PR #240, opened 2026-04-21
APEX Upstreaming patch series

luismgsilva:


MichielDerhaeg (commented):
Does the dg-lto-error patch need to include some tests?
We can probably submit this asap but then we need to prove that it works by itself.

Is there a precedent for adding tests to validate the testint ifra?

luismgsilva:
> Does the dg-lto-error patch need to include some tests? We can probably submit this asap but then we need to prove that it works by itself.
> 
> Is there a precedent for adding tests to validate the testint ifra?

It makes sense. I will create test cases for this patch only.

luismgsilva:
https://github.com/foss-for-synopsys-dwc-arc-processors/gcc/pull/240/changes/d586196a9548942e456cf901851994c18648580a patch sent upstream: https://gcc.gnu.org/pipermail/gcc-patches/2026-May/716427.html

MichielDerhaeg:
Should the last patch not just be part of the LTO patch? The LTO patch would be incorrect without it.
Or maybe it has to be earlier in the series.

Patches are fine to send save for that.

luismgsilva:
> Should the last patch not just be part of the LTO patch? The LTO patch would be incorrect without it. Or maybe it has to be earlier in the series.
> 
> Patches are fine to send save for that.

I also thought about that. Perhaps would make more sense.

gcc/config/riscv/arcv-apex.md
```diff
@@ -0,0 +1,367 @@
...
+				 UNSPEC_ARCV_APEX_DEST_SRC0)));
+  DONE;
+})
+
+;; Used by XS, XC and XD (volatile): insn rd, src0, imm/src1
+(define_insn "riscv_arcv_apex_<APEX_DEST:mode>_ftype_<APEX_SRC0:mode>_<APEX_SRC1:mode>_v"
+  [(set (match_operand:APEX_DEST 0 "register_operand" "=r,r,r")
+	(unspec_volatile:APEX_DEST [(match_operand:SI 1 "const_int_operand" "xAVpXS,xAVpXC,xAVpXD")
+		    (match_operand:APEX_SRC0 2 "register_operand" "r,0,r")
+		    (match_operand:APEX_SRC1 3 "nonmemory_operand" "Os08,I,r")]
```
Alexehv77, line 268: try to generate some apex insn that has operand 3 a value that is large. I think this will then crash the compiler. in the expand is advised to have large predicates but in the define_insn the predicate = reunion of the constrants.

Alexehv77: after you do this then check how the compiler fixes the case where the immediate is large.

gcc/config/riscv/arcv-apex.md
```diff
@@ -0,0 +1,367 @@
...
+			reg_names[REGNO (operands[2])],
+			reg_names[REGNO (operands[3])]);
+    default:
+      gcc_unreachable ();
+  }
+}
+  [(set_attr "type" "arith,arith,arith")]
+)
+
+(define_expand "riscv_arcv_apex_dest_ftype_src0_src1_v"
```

+===+

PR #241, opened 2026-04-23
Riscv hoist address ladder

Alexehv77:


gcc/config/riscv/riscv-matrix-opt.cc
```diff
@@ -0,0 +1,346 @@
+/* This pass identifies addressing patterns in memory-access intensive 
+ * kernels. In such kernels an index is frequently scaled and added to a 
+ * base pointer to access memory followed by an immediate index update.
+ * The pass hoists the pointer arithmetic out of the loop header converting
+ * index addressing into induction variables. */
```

+===+

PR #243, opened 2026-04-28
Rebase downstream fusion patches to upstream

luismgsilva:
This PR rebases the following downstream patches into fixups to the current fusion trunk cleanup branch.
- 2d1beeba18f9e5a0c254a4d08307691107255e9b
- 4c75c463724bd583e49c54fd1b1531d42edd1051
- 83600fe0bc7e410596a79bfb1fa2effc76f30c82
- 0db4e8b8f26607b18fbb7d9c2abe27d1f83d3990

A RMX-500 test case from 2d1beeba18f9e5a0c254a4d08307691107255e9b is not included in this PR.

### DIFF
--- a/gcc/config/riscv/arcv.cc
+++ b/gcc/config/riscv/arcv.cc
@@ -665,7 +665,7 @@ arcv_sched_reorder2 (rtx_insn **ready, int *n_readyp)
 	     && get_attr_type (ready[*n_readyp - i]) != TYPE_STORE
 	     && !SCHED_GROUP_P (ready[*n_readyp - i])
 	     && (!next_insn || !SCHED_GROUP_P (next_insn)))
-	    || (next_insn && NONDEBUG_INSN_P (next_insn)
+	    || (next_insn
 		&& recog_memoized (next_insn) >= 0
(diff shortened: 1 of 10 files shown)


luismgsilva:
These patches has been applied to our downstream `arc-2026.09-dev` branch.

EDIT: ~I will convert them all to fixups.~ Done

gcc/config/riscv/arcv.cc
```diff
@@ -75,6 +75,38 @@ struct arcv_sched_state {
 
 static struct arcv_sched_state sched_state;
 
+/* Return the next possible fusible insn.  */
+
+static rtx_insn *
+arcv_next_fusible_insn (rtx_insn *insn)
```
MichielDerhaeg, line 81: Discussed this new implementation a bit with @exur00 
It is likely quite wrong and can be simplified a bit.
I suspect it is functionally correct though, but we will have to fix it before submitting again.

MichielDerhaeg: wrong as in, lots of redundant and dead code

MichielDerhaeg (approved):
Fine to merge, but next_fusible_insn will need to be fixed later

+===+

WHAT THE TASK REQUIRES:
Count the lines above that contain "REGNO", and give only the number.

WRITTEN REPLY:
2